Meselâ biz Orta Asya’yı terk ettik. Yurtsuz kalmadık. Moğol katliamlarını, Haçlı saldırılarını göğüsledik. Hititlere, Asurlara mezar olmuş bu topraklardaki Moğol ve Haçlı saldırıları normal milletler için “ölümcül” hadiselerdi. Daha sonra Balkanlar merkezli Osmanlı Devleti’ni kurduk. Bursa’daki başkenti Edirne’ye taşıdık, ardından İstanbul’u başkent yaptık. Yani hep Avrupa’daydık.
Devran döndü, ticaretin ’İpek Yolu’ndan Okyanuslara’kayması ve daha pek çok sebeplerden Balkanlar elimizden gitti. Başkent İstanbul işgal edildi.

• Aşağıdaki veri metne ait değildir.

PR #14376, opened 2026-07-22
feat(server): transparent canary frontend routing on the primary origin

amrdb:
## What does this PR do?

Lets a canary platform (worker group `canary`) get the **new frontend, backend, and websockets** transparently on `cloud.activepieces.com` — same URL, so all auth/OAuth/SSO keep working — instead of only the backend via the existing `/api` proxy. (Redirecting to a `canary.*` origin would break auth: the session token is origin-scoped `localStorage`, and OAuth/SSO `redirect_uri`s are registered for the primary origin only.)

Routing is driven by one signed `ap_canary` cookie the app sets once `/api` confirms a canary platform:
- **Static/SPA** requests with a valid cookie are reverse-proxied to the canary app (the canary bundle is served on the primary origin).
- **`/api/socket.io` upgrades** with a valid cookie are piped to the canary app; everything else is delegated to the local socket.io — so a canary user's realtime (incl. inbound lock/presence handlers) runs entirely on canary code, closing the new-frontend↔old-ws version seam.
- The frontend reloads **once** into the canary bundle when the cookie appears (guarded to one reload/session, so no loop).

Design + rationale live in `.agents/features/canary.md`.

### Security
- Cookie is **HMAC-signed** with the JWT secret (via `@fastify/cookie`), so it can't be forged. It grants **no privilege** (auth stays the token) — it only selects which code version serves; that's why it's deliberately readable (not HttpOnly) for the bundle-swap hint.
- `index.html` is `no-store` + `Vary: Cookie` so a shared/CDN cache can't serve a canary bundle to a prod user; hashed `/assets/*` stay `immutable` (unique per build).
- Proxy upstream is always the fixed `CANARY_APP_URL` (no SSRF). All new paths are **no-ops when `CANARY_APP_URL` is unset** (self-hosted / CE default → zero behavior change).

### Tests
40 unit/integration tests across the canary module: cookie sign/verify/tamper/rotated-secret, `/api` proxy (incl. real-TCP integration), static routing (path exclusions + cookie gating), ws routing (gate + capture/delegate/proxy). `api` + `web` lint clean.

## Ops prerequisites (before enabling)
1. **Cloudflare**: bypass cache when the `ap_canary` cookie is present (belt-and-suspenders with the `no-store` header).
2. The **canary app must NOT set `CANARY_APP_URL`** (else it proxies to itself — loop).
3. Keep the canary hostname/service pinned to the canary deployment.

> Note: transparent primary-origin routing only takes effect once this ships to **prod** (the reload logic must live in the bundle users first load). Until then, canary is reached directly via `canary.activepieces.com`.

## Breaking change?

- [ ] Yes
- [x] No

New code is gated on `CANARY_APP_URL`; no new required env vars, no schema changes, no API changes. Self-hosters/CE are unaffected.

### DIFF
--- a/.agents/features/canary.md
+++ b/.agents/features/canary.md
@@ -1,0 +1,41 @@
+# Canary Routing
+
+## Summary
+Canary is a **worker group that also has its own app tier** (`CANARY_APP_URL`, `IS_CANARY_APP`). A platform whose `platform_plan.workerGroupId === 'canary'` (`workerGroupService.isCanaryPlatform`) has its flow jobs routed to a dedicated queue **and** its HTTP/websocket traffic served by a separate canary deployment of the app — so a subset of real platforms exercises a new release before it is promoted to production. The prod app is the ingress and reverse-proxies canary platforms to the canary app; canary and prod **share the same Postgres and Redis**.
+
+This module makes the canary experience **transparent on the primary origin** (`cloud.activepieces.com`): a canary platform gets the new frontend + backend + websockets on the normal URL, so all auth/OAuth/SSO keep working (redirecting to a `canary.*` origin would break them — the session token is origin-scoped `localStorage`, and OAuth `redirect_uri`s are registered for the primary origin only).
+
+## How routing works
+All routing keys off one cookie, `ap_canary`, minted by the backend once an authenticated `/api` request confirms a canary platform.
+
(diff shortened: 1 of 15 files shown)


amrdb:
Addressed both review findings in 912c427:

- **P1 (ws upstream socket leak on timeout)** — the `'timeout'` handler now calls `proxyReq.destroy()` before cleanup, so the upstream canary TCP connection is closed rather than leaked. Added a unit test asserting both the upstream request and the client socket are destroyed on timeout.
- **P2 (`fastifyCookie` outside `isApp()`)** — moved the cookie-plugin registration inside the `system.isApp() && !isNil(CANARY_APP_URL)` guard, so worker / non-canary processes no longer register it or read the JWT secret.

Başkenti işgal edilen devlet hafızası, ölürken insan hafızasının yaptığını yaptı, yaşamak için genleri, geçmişindeki toprak terklerinin benzerinin yapma zamanı geldiğini hafıza hazinesinden çıkarttı ve İstanbul, Ankara’ya taşındı. Yöneticiler ikbal derdinde iken “benim canım sizin istikbalinizden önemli” dedi ve Türkiye Cumhuriyeti Devletini kurdu...
...
Kışanak’ın “Senin devletin” küstahlığına verilen, “Benim devletimse çık dışarı” cevabı ve bu cevabı veren üsteğmene takdim edilen Genelkurmay Başkanlığı ödülü ile (ikbal derdindeki yöneticiler baypas edilerek) devletin hafızası, “can derdinde” olduğunun ilk örneklerinden birini vermiştir.